Issue #927, opened 2022-07-19
[Rule change] Let `ban-name` ban things like `DateTime.now`


fzyzcjy:
To allow testability, it would be great to ban all `DateTime.now` and use `clock.now` instead. Thus, we can extend `ban-name` to do so.

**What rule do you want to change?**

**How will the change be implemented? (New option, new default behavior, etc.)?**

**Please provide some example code that this change will affect:**

```dart
```

**What does the rule currently do for this code?**

**What will the rule do after it's changed?**

**Are you willing to submit a pull request to implement this change?**

incendial:
Available in 5.1.0 🚀

fzyzcjy:
🎉

PR #1034, opened 2022-10-13
feat: add method call chains support on ban-name ident

Hideart:

- [ ] Documentation update
- [ ] Bug fix
- [ ] New rule
- [x] Changes an existing rule
- [ ] Add a CLI option
- [ ] Other, please explain:

This PR extends the ban-name rule abilities to recursive search in method call chains. (ex: `DateTime.now` or `StrangeClass.someField.subField` etc.)
Ban-name rule's visitor will have a breadcrumb now and will compare breadcrumb node names with the rule ident.

Resolves the #927 

> **IMPORTANT:**
> Tests passes, CLI works as expected. But the IDE does not highlight method call chains. I'm trying to figure out what's wrong
>
> **UPD:**
> **Progress is [here](https://github.com/dart-lang/sdk/issues/50209)**

### DIFF
--- a/lib/src/analyzers/lint_analyzer/rules/rules_list/ban_name/ban_name_rule.dart
+++ b/lib/src/analyzers/lint_analyzer/rules/rules_list/ban_name/ban_name_rule.dart
@@ -33,7 +33,24 @@ class BanNameRule extends CommonRule {
 
     source.unit.visitChildren(visitor);
 
-    return visitor.nodes
+    final filteredNodeList = visitor.nodes.where((node) {
+      if (node.endNode != null) {
+        final inlineNode = source.content
+            .substring(
+              node.node.offset,
+              node.endNode!.end,
+            )
+            .replaceAll('\n', '');
+
+        if (!inlineNode.contains(node.fullName)) {
+          return false;
+        }
+      }
+
+      return true;
+    });
+
+    return filteredNodeList
         .map(
           (node) => createIssue(
             rule: this,
--- a/lib/src/analyzers/lint_analyzer/rules/rules_list/ban_name/ban_name_rule.dart
+++ b/lib/src/analyzers/lint_analyzer/rules/rules_list/ban_name/ban_name_rule.dart
@@ -37,7 +37,11 @@ class BanNameRule extends CommonRule {
         .map(
           (node) => createIssue(
             rule: this,
-            location: nodeLocation(node: node.node, source: source),
+            location: nodeLocation(
+              node: node.node,
+              source: source,
+              endNode: node.endNode,
+            ),
             message: node.message,
           ),
         )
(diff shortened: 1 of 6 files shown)


lib/src/analyzers/lint_analyzer/rules/rules_list/ban_name/ban_name_rule.dart
```diff
@@ -33,11 +33,32 @@ class BanNameRule extends CommonRule {
 
     source.unit.visitChildren(visitor);
 
-    return visitor.nodes
+    final filteredNodeList = visitor.nodes.where((node) {
+      if (node.endNode != null) {
```
incendial, line 37: Could you elaborate, what you're actually trying to check here?

Hideart: The visitor finds 2 adjacent nodes separated by a single character. This character seems to be only checkable inside a rule based on source.content
Without a filter, the last line in the test will be lint when it shouldn't be.

This filter trying to find an ident in range between `node.offset` and `endNode.end` inside a `source.content`
For ex.:
```
// analysis_options.yaml
... 
- ban-name:
     entries:
       - ident: DateTime.now
...

// code
DateTime now = DateTime(2022);
```
1. Without this filter, the visitor finds a `DateTime now` because it doesn't know anything about the separator
2. Filter checks if "node" `DateTime now = DateTime(2022);` contains an `DateTime.now` ident

incendial: Okay, I've cloned the implementation and tested it locally. 

I think the approach should be changed.
Instead of trying to build a string from identifier names, let's try other thing - let's check for node parent and if there is a method invocation, variable access or property access, we will extract the "path" from parent and check if it exists in the config.

So, if I add to the test `DateTime.now().day.isFinite;` and visit `isFinite`, the parent property will be the following:
Screenshot 2022-10-16 at 13 34 56

Changing the approach will allow to remove this check and check everything inside the visitor, plus will not rely on the string representation, but rather on parsed AST.

test/src/analyzers/lint_analyzer/rules/rules_list/ban_name/examples/example.dart
```diff
@@ -15,3 +16,13 @@ void strangeName() {} // LINT
...
+
+StrangeClass.someMethod(); // LINT
+NonStrangeClass.someMethod();
+
+DateTime.now(); // LINT
+DateTime.now().day; // LINT
+class DateTimeTest {
+  final currentTimestamp = DateTime.now(); // LINT
+}
+DateTime now = DateTime(2022);
```
incendial, line 28: Please wrap all the statements inside a main. I'm not sure that this code is parsed properly.

incendial (changes requested):

incendial:
@Hideart I'll merge this as is and fix myself. Thank you for the contribution!

Issue #904, opened 2022-06-29
[Feature request] cli command to fix all


LogicNg:
Hi all,

First off, I would like to say that this package is awesome. Thanks for all the effort you guys put in. It would be nice if we can further automate the process. For example, when I enable dart-code-checker in a project, I have to go through each warning and click the auto-fix button.

I'm aware that fix all on save is [currently impossible](https://github.com/dart-lang/sdk/issues/46760). As a workaround, can we make an CLI command to fix all warnings?

incendial:
@LogicNg hi, thank you! As for auto-fix, it is already in progress, hope it'll be ready in the next major release, but no exact date yet.

LogicNg:
@incendial Glad to hear that!

BrutalCoding:
Waiting eagerly for this solution! I have to go through a 1000 prefer-comma-trailing fixes manually now so hopefully there's some news about this CLI feature before I get it down to zero 😆

PR #1047, opened 2022-10-21
feat: add static code diagnostic arguments-ordering

roman-petrov:
## `arguments-ordering` rule

Enforces named argument order in function and constructor invocations to be the same as corresponding named parameter declaration order.

The rule can be used together with [sort_child_properties_last](https://dart-lang.github.io/linter/lints/sort_child_properties_last.html) rule by setting `child-last: true` in rule configuration.

### ⚙️ Config example

```yaml
dart_code_metrics:
  ...
  rules:
    ...
    - arguments-ordering:
        child-last: true
```

### Example

**❌ Bad:**

```dart
Person buildPerson({ String name, String surname, String age });
// LINT
final person = buildPerson(age: 42, surname: 'The Pooh', name: 'Winnie');
```

**✅ Good:**

```dart
Person buildPerson({ String name, String surname, String age });
// LINT
final person = buildPerson(name: 'Winnie', surname: 'The Pooh', age: 42);
```

### DIFF
--- a/CHANGELOG.md
+++ b/CHANGELOG.md
@@ -1,5 +1,9 @@
 # Changelog
 
+## Unreleased
+
+* feat: add static code diagnostic [`arguments-ordering`](https://dartcodemetrics.dev/docs/rules/common/arguments-ordering).
+
 ## 5.0.1
 
 * fix: correctly available check rule names.
--- a/lib/src/analyzers/lint_analyzer/rules/rules_factory.dart
+++ b/lib/src/analyzers/lint_analyzer/rules/rules_factory.dart
@@ -1,5 +1,6 @@
 import 'models/rule.dart';
 import 'rules_list/always_remove_listener/always_remove_listener_rule.dart';
+import 'rules_list/arguments_ordering/arguments_ordering_rule.dart';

----

-- Brief --
The first line of the records and every line down to the line with "- [ ] Bug fix" must be quoted exactly; leave out all else.

-- Answer --
Issue #927, opened 2022-07-19
[Rule change] Let `ban-name` ban things like `DateTime.now`


fzyzcjy:
To allow testability, it would be great to ban all `DateTime.now` and use `clock.now` instead. Thus, we can extend `ban-name` to do so.

**What rule do you want to change?**

**How will the change be implemented? (New option, new default behavior, etc.)?**

**Please provide some example code that this change will affect:**

```dart
```

**What does the rule currently do for this code?**

**What will the rule do after it's changed?**

**Are you willing to submit a pull request to implement this change?**

incendial:
Available in 5.1.0 🚀

fzyzcjy:
🎉

PR #1034, opened 2022-10-13
feat: add method call chains support on ban-name ident

Hideart:

- [ ] Documentation update
- [ ] Bug fix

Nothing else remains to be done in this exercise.